It is not incumbent upon the inspector to prove; the inspector provides a code section and the contractor should be able to document how they comply. The utility is a purveyor, not an authority; they are allowed to regulate their own transmission lines, however the service onward is governed by the AHJ. And why should jurisdictions invest in creating these maps to save contractors a minor cost.

You do realize what the cost of generating these maps would be? Add on the liability placed upon the cartographer, I am sure that such a conservative factor of safety would be applied that nearly every location would require (2). 
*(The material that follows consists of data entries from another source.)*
PR #230, opened 2012-08-10
Replaced "while true" with the pattern, "while not self.finished.is_set()" in ctd data producer modules

swarbhanu:
Replaced the while True with Dave's pattern, while not self.finished.is_set(), so that the loop ends when the process quits in ctd data producer modules.


swarbhanu:
This PR is based on top of PR 229. So it might be more proper to merge PR 229 first and then this one. I kept the PRs separate because they were dealing with different issues.

swarbhanu:
This PR references the PR 190 in ion-definitions. Therefore the ion-def PR should be merged first before this one.

swarbhanu:
The git checkout fail in the buildbot happened because the ion-defs were not merged. But I have merged it myself now since Raj also confirmed that was what he wanted.

swarbhanu:
I will make another pull request and that should work.

PR #231, opened 2012-08-10
This should get buildbot running with a correct git checkout (unlike PR 230)

swarbhanu:


swarbhanu:
This PR is the same as PR 230 which failed due to a git checkout error. Merged this myself as it does not change any code at all relative to PR 230.

PR #237, opened 2012-08-16
The scheduler integrated with the processing of batch notifications

swarbhanu:
Tests complete and working for batch processing using the scheduler. The operator will now use a method, set_process_batch_key(), to set up the process_batch_key parameter that the UNS will listen for as origin of the timer event published by the scheduler which will kickstart the batch processing of notifications. Bumped ion defs to make that possible.


swarbhanu:
The ion defs bumped are in master of ooici/ion-definition. So one can just merge this pull request.

PR #265, opened 2012-08-30
Fixes test in which notification worker sends notification email. This fixes buildbot.

swarbhanu:
Now that notification workers are being created on bootstrap the way ingestion workers are, an error was appearing in an integration test for notification workers because the test was creating its own worker and only checking whether that worker had sent an email. In reality, however, one of the other workers in the container was doing so. This patch in the test finds the worker processes in the container and checks if an email has been sent. As before, the test also parses the message body and checks that it has the right information and also makes assertions about the recipient and sender.


daf:
Great, thanks!

PR #270, opened 2012-09-05
Added binary param context for binary data. Bumped ion-def with the new context added

swarbhanu:


ion/util/parameter_yaml_IO.py
```diff
@@ -75,6 +75,12 @@ def build_contexts():
     depth_ctxt.fill_value = 0e0
     contexts.append(depth_ctxt)
 
+    binary_ctxt = ParameterContext('binary', param_type=QuantityType(value_encoding=np.int64))
```
lukecampbell, line 78: I don't know if this is a good fit, a 64bit integer is not representative of a 'byte'.

blazetopher:
If this can be tabled for a little longer (like the rest of today) - we should have the appropriate handling for this datatype, which is not using the QuantityType but the ArrayType (to facilitate byte arrays of varying length per record)

swarbhanu:
Yes, sounds good. I was not actually sure of what was going to be included as 'binary' data. Yes, Chris would have a better idea of that. Thanks.

lukecampbell:
OBE

PR #275, opened 2012-09-13
Removed coverage craft from sa tests

swarbhanu:
Using the get_param_dict() method to pull param dict from yml for now. Soon we will add the feature where it gets param dict from the couch.

This pull request only affects SA test code and so it should not break anyone's code.


lukecampbell:
Merged into `refactor_pubsub`

PR #289, opened 2012-09-28
Luke: NoneType problem with ProcessStateGate

lukecampbell:
If in_desired_state is called before a process is scheduled, the
read_process will return None.  When the method is called it will raise
a AttributeError, Nonetype has no attribute process_state.

This catches this case and simply returns False


ianfixes:
return process_obj and self.desired_state == process_obj.process_state

lukecampbell:
I will take that action

PR #1659, opened 2014-01-08
OOIION-1352 add oms url to preload

MauriceManning:
add oms url as a column in the preload spreadsheet, fill only when it is not using the sim.

@mmeisinger please review


mmeisinger:
This will break OOI preload. Please add the row "oms_url" to the _load_PlatformAgentInstance function or use row.get("oms_url", "") instread

mmeisinger:
:+1: tests exist

PR #1660, opened 2014-01-08
OOIION-1352 add oms url to preload

MauriceManning:
add oms url as a column in the preload spreadsheet, fill only when it is not using the sim.

@mmeisinger please review


mmeisinger:
:+1:

PR #1666, opened 2014-01-09
ooiion-1646 Add data product persist events

MauriceManning:
Add events when data product persist is turned on or off. Also fix an error when suspend persistence was called on an unpersisted data product, log a warning in this case.

@mmeisinger please review


mmeisinger:
:+1:

PR #1675, opened 2014-01-15
OOIION-1670 Command Line Utility for Applying Calibration Coefficients R2

lukecampbell:
There's a test included in this pull request that acts as a regression test for this capability but the true measure of verification will be if an operator can inject value sets into a running system.


lukecampbell:
@MauriceManning ready to merge.

PR #1688, opened 2014-01-23
Bump pyon pointer to include test gevent block changes

jamie-cyber1:


jamie-cyber1:
@wbollenbacher please merge after tests pass.

PR #1689, opened 2014-01-23
Bump pyon to include gevent block test changes

jamie-cyber1:


jamie-cyber1:
@wbollenbacher please merge after tests pass.

PR #1691, opened 2014-01-24
TEST - Adds convenience function to test harness for DM R2

lukecampbell:
This adds a convenience function that is used by the integration tests for some of the new agents. This does not affect any current functionality and has no impact on the system, it only eases future integration testing.


lukecampbell:
@jamie-cyber1 Can you review and merge please?

PR #1699, opened 2014-01-28
Adjust test error count to account for skipped error condition.

edwardhunter:
Bill French skipped an error test but did not adjust the assert count of error events. We need to make sure this error that is currently skipped behaves properly.


edwardhunter:
Appears the MI Logic has been fixed so I will cancel this request and send a new one with the correct, uncommented test logic.

PR #1701, opened 2014-01-28
Fixes command_errror_test in instrument agent.

edwardhunter:
Uncomment command error block that now returns conflict from MI process correctly.


edwardhunter:
@jamie-cyber1 review.

PR #1703, opened 2014-01-28
CIDEVSTC-49 Adds prototype packager for processing eggs

lukecampbell:
M087 Data Processing workflow management

This is the first iteration of a packager utility that can package process-based eggs.


lukecampbell:
@MauriceManning Can you review this too? It's probably not going to make it but at least if the code is merged it can be used as a reference.

PR #1704, opened 2014-01-28
OOIION-1697: Discovery should not return retired resources

mmeisinger:


mmeisinger:
@jamie-cyber1 please merge pyon first

PR #471, opened 2015-02-14
Only compile aspects with AspectJ compiler

adamretter:
* Can now compile eXist Aspects successfully with Java 8

### DIFF
--- a/build/scripts/build-impl.xml
+++ b/build/scripts/build-impl.xml
@@ -51,8 +51,7 @@
     <!-- additional set of ant tasks -->
     <property name="asocat-exist.jar" location="${tools.ant}/lib/asocat-exist.jar"/>
     
-    <!-- setup class path -->
-    <path id="classpath.core">
+    <path id="classpath.external">
         <fileset dir="${lib.core}">
             <include name="*.jar"/>
         </fileset>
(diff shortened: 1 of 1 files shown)


shabanovd:
will this speed up compilation procedure in general?

adamretter:
Yes this also removes the need to compile all Java classes with `javac` and `iajc`. I see a compilation speed up of ~50% here.

shabanovd:
So, no problems, just speed up?

dizzzz:
And.... we can use fully use features of java 8...

dizzzz:
@adamretter that is right? now we can change build.properties?

dizzzz:
@adamretter we need these changes in the netbeans scripts as well? https://github.com/eXist-db/exist/blob/1ed92e2c5423bd0e533645b0830daf8525cbe194/nbbuild.xml#L81  prepping on aspect there a few more script?  I realise there is some dead wood around https://github.com/eXist-db/exist/search?utf8=✓&q=aspectj

adamretter:
@shabanovd No problems.

@dizzzz Yes you can use 1.8 in build.properties on a JDK 8 now. However, I am still working on moving us to JDK 8 properly, as there are 5 failing tests when you switch 1.7 for 1.8. That work is going on here - https://github.com/adamretter/exist/commits/j8. Regards NetBeans, I don't use it anymore, any change you still do, if so can you update that build script based on my change to `build-imp`l.xml?

dizzzz:
Yes sure !

Issue #474, opened 2015-02-16
some windows batch files have wrong line ends


nicg-corbas:
The Windows batch files in the 2.2 release appear to have been saved with Linux line endings.

dizzzz:
Could you elaborate which of the scripts are affected?

nicg-corbas:
Apologies - should have been much more clear - I'm seeing client.bat, check_jmx_status.bat and get_opts.bat all with (proper operating system) LF only linebreaks

PR #478, opened 2015-02-17
adding Windows line endings (CRLF) to .bat files

jensopetersen:
https://github.com/eXist-db/exist/issues/474


shabanovd:
git may overwrite it

jensopetersen:
One file (don't remember which) had correct line endings, so perhaps it does not ….

shabanovd:
it will each time someone commit to that file. http://stackoverflow.com/questions/1967370/git-replacing-lf-with-crlf

jensopetersen:
Yes, you are right. All existing .bat files have LF only, I was wrong. Please close PR without merging. 

So a Windows user should set git config core.autocrlf?

dizzzz:
The installer can fix it right?

PR #487, opened 2015-02-20
Fixes for names in XQuery 3

adamretter:
* Support for URIBracedLiteral
* Correct use of EQName instead of QName in XQuery 3.0.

Oh, and how are AHJ's supposed to pay for creating these maps Conarb? Would that not be one of the taxes that you preach against?


Ultimately, the issue is one of putting the cart before the horse. Purveyor's want a AHJ to provide approval per the NEC; how can one then attempt to use a purveyors map when the code clearly requires testing or (2) ground rods.


----------



## conarb (Feb 14, 2019)

Ty J. said:


> Contractors never lie to save money, right?
> 
> 
> Because the code requires it unless testing indicates otherwise.
> ...



There are all kinds of governing bodies besides building departments, above I posted the rules for a pre-construction meeting between the PG&E rep and the contractor, this information is conveyed at that time, along with gas and electric meter location that are not in the building codes.  I've seen Tiger here post pictures of wires over swimming pools, that's not in the building code but in the Green Book.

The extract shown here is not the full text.